How Kong AI Gateway and Archestra stack

A typical Kong AI Gateway Archestra topology looks like this:
App  -->  Archestra (agent + MCP + guardrails)  -->  Kong AI Gateway (plugins, rate limits, provider routing)  -->  OpenAI / Anthropic / Bedrock / ...
                |
                +-->  MCP servers (sandboxed, identity-routed)
The application talks to Archestra. Archestra runs the agent, brokers MCP tool calls, runs the dual-LLM defense, and emits the decision-level audit. When the agent needs a model call, Archestra's model router points at Kong AI Gateway as an upstream OpenAI-compatible provider. Kong keeps doing what it is good at — plugin-based control, rate limits, token budgets, provider fan-out, and the dashboards the platform team already built. The two teams keep their floors and no existing investment is thrown away.

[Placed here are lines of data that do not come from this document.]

PR #7090, opened 2020-10-08
[API] New api candidates endpoint post tests

spell00:
## Brief summary of changes

Adds two new tests for POST requests to the \Candidates endpoint. 

1- A valid POST request to create a new candidate at a site where the user is not affiliated with. It expects a Forbidden HTTP error (403). 
2- An invalid POST request where the project is an empty string. It has to be an existing project, so it fails with NotFound error (400). 

* Resolves #


kongtiaowang (approved):
LGTM

driusan:
Might be a good idea to also check the backend instead of just trusting the response code, but this is still a step forward, so I'll merge it as is..

PR #7094, opened 2020-10-13
[DQT] fixes weird bug found by Pierre

maltheism:
## Brief summary of changes

Solves a weird bug found by Pierre

1. Delete first filter rule in DQT (redesigned version).
2. Add Group rule.
3. Test other buttons for rules.


modules/dqt/jsx/react.filterBuilder.js
```diff
@@ -592,6 +592,7 @@ class FilterGroup extends Component {
             <FilterGroup group={child}
                          items={this.props.items}
                          index={index}
+                         updateFilter={this.updateChild}
```
maltheism, line 595: This line fixes the bug. The other code change is just cleanup I saw when debugging.

driusan: What is "the bug"?

maltheism: @driusan The bug occurs when deleting the first rule of the filter, then making a Group rule and attempting to use the buttons (Add Rule, Add Group, Delete Group) of the newly created Group Rule.
Console output of error:
`TypeError: this.props.updateFilter is not a function. (In 'this.props.updateFilter(group)', 'this.props.updateFilter' is undefined)`

maltheism: @driusan also should note that @pierre-p-s found that current fix solves the buttons from not working but the query results strangely aren't correct. I believe the query returns the correct results for the built filter when the query is saved and loaded. So I'm adding needs work tag until I can debug that part.

pierre-p-s:
So when saving a query to check the filter tree I am getting this result:

Screen Shot 2020-10-14 at 3 35 50 PM

For this query: 

Screen Shot 2020-10-14 at 3 36 29 PM

Also the query does not work when you create it and run it but works when you save it, load it and then run it.

laemtl:
Does this still need work?

maltheism:
Hi @laemtl, yep I haven't had time to work on it.

cmadjar:
@maltheism when you come back, can you work on this? Thank you!

maltheism:
Hi @pierre-p-s, @laemtl, can you both test the change I made and see if solves the functionality while the query results are still accurate? The interface will update if the user does this order: delete all rules, Add Group, set the rule of the Group and you will notice what I mean by update. I think this is a good improvement for correcting the functionality even with the slight update to the user interface for that order of steps.

maltheism:
Hi @pierre-p-s, @laemtl, please test the latest change I made. I believe it solves the functionality of the user interface and the query results should be correct. Note: If the user deletes all rules, Adds Group, then when setting "the rule of the Group" the interface updates where it becomes the baseline Group rule and I'm doubtful I can really prevent that from happening. The important thing is that the query seems to be functioning correctly. I'm open to any suggestions as well.

cmadjar:
@pierre-p-s can you test and review?

pierre-p-s:
Im still getting an error when following the test instructions

Screen Shot 2021-07-19 at 2 36 44 PM

pierre-p-s:
Please disregard earlier comment I was testing on old dqt, I deleted the comment.

When following testing instructions, when I delete the first rule and then add a group, if I select an instrument in the filters, the group disapears and becomes a normal rule. Just checking that this is the intended behaviour.

Otherwise seems to be working.

maltheism:
@pierre-p-s yep see my earlier comment. Latest changes fix the logic/functionality but the UI does do that.

pierre-p-s (approved):

cmadjar:
@driusan ready for you

maltheism:
Hi @xlecours, I just tested this PR again and it seems to be doing what I remember after the code changes I added. What behaviour are you witnessing that makes it not fixed?

Btw, there's one situation that can look weird to the user but still has the correct logic of the filter. That's when user deletes first filter rule, then creates group, then creates rule for the group and they will become two rules grouped for the root. Similar if you do what's in Pierre's comment mentioned but neither cases break the logic of the filter being created. Note it doesn't happen if other rules exist. I also don't think it can be avoided with how the logic of the making of the filters works.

Archestra ships its own LLM proxy and model router, so for some teams Kong AI Gateway becomes optional once Archestra is in. For others, Kong stays because it is already in production for every API at the company and there is no reason to special-case the LLM traffic. Both are reasonable. The decision is operational, not architectural.

Picking between Kong AI Gateway and Archestra

  • Use Kong AI Gateway alone when the concern is plugin-based control over LLM API traffic — provider routing, token rate limits, prompt-decorator, prompt-guard — and no agents are calling MCP servers. Kong is the right tool and Archestra would be overkill.

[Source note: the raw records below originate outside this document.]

PR #7095, opened 2020-10-14
[Tools] Generate Candidate External IDs

laemtl:
New tool to fill external IDs for all candidates where a NULL value is found.

### DIFF
--- a/tools/generate_candidate_externalids.php
+++ b/tools/generate_candidate_externalids.php
@@ -5,6 +5,19 @@
  * where external ID is NULL.
  * Config useExternalID property must be set.
  *
+ * Take an optional argument to reset all the externalID to NULL
+ * before running the algorithm
+ *
+ * Ways to use this script:
+ * -- display a help screen
+ * generate_candidate_externalids.php help
+ *
+ * -- to fix missing external IDS on candidates
+ * generate_candidate_externalids.php
+ *
+ * -- to reset all candidates external IDs and regenerate them
+ * generate_candidate_externalids.php reset
+ *
  * PHP Version 7
  *
  * @category Main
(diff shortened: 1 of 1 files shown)


driusan:
Is there a reason this script is needed?

laemtl:
This tool was created for another project to populate missing candidates External IDs. Submitting in case it can be useful to add such tool here too.

tools/generate_candidate_externalids.php
```diff
@@ -0,0 +1,101 @@
...
+    "SELECT CandID, ExternalID, RegistrationCenterID as site,
+    RegistrationProjectID as project
+    FROM candidate",
+    []
+);
+
+$i = 0;
+// Update all candidates with an external ID
+foreach ($cands as $cand) {
+    if (!$reset && $cand['ExternalID'] != null) {
```
ridz1208, line 77: you are using a loose operator here `!=` instead of `!==` which means that this statement will return true for `$cand['ExternalID'] = false`, `$cand['ExternalID'] = 0`, `$cand['ExternalID'] = ""` or `$cand['ExternalID'] = NULL`. if this is intentional, I usually recommend using `empty()` to be more clear or making sure to add a specific comment justifying the `!=`.  If this is accidental, please use `is_null` instead


https://www.php.net/manual/en/types.comparisons.php

ridz1208 (changes requested):

tools/generate_candidate_externalids.php
laemtl: Thanks, it's a typo.

laemtl:
Thanks @ridz1208, comments addressed.

ridz1208 (approved):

  • Use Archestra alone for a fresh build that needs the agent layer, the MCP gateway, and the LLM proxy in one stack with one auth story and one audit trail. The Archestra LLM proxy covers the providers most teams need.
  • Use both when the API platform team already runs Kong AI Gateway and the security team is bringing in agents. Put Archestra in front of the agent and MCP layer, point Archestra's model router at Kong as an upstream provider, and let Kong keep handling plugin-based control and provider fan-out. The two teams stay on their own floors and the handoff is clean.
Two gateways, two floors, one building. Pick the floor that matches the actual problem, and stack them when the problem spans both — which, for shops running agents in production, is most of the time.